PR #14983, opened 2020-09-10
allow consumers of FloatingPeopleSuggestions to use the onRenderSuggestion property

elisabethcvs:
#### Pull request checklist

#### Description of changes

IFloatingPeopleSuggestionsProps was omitting the IBaseFloatingSuggestionsProps onRenderSuggestion property, instead rendering its own default item. Users (us) may want to override how the items are rendered, so I'm removing that omission. Listing this as a patch, because that property was always optional, so now it's using the old default if the property isn't specified, so there should be no change in behavior for users.

I added an example that overrides onRenderSuggestions

### DIFF
--- a/packages/experiments/src/components/FloatingSuggestionsComposite/FloatingPeopleSuggestions/examples/FloatingPeopleSuggestions.CustomRender.Example.tsx
+++ b/packages/experiments/src/components/FloatingSuggestionsComposite/FloatingPeopleSuggestions/examples/FloatingPeopleSuggestions.CustomRender.Example.tsx
@@ -1,0 +1,169 @@
+import * as React from 'react';
+import {
+  IFloatingSuggestionItemProps,
+  FloatingPeopleSuggestions,
+  IFloatingSuggestionItem,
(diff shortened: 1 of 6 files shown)


packages/experiments/src/components/FloatingSuggestionsComposite/FloatingPeopleSuggestions/examples/FloatingPeopleSuggestions.CustomRender.Example.tsx
```diff
@@ -0,0 +1,169 @@
...
+};
+
+const getStyles = (props: ISuggestionItemExampleStylesProps): ISuggestionItemExampleStyles => {
+  const theme = getTheme();
+
+  if (!theme) {
+    throw new Error('theme is undefined or null in Editing item getStyles function.');
+  }
+
+  // const { semanticColors } = theme;
```
nebhatna, line 75: nit : remove if not needed

nebhatna (approved):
+++++
> **Instructions for the task**:
Show every line in the entries where the string "packages" occurs.

> **Answer to this problem**:
--- a/packages/experiments/src/components/FloatingSuggestionsComposite/FloatingPeopleSuggestions/examples/FloatingPeopleSuggestions.CustomRender.Example.tsx
+++ b/packages/experiments/src/components/FloatingSuggestionsComposite/FloatingPeopleSuggestions/examples/FloatingPeopleSuggestions.CustomRender.Example.tsx
packages/experiments/src/components/FloatingSuggestionsComposite/FloatingPeopleSuggestions/examples/FloatingPeopleSuggestions.CustomRender.Example.tsx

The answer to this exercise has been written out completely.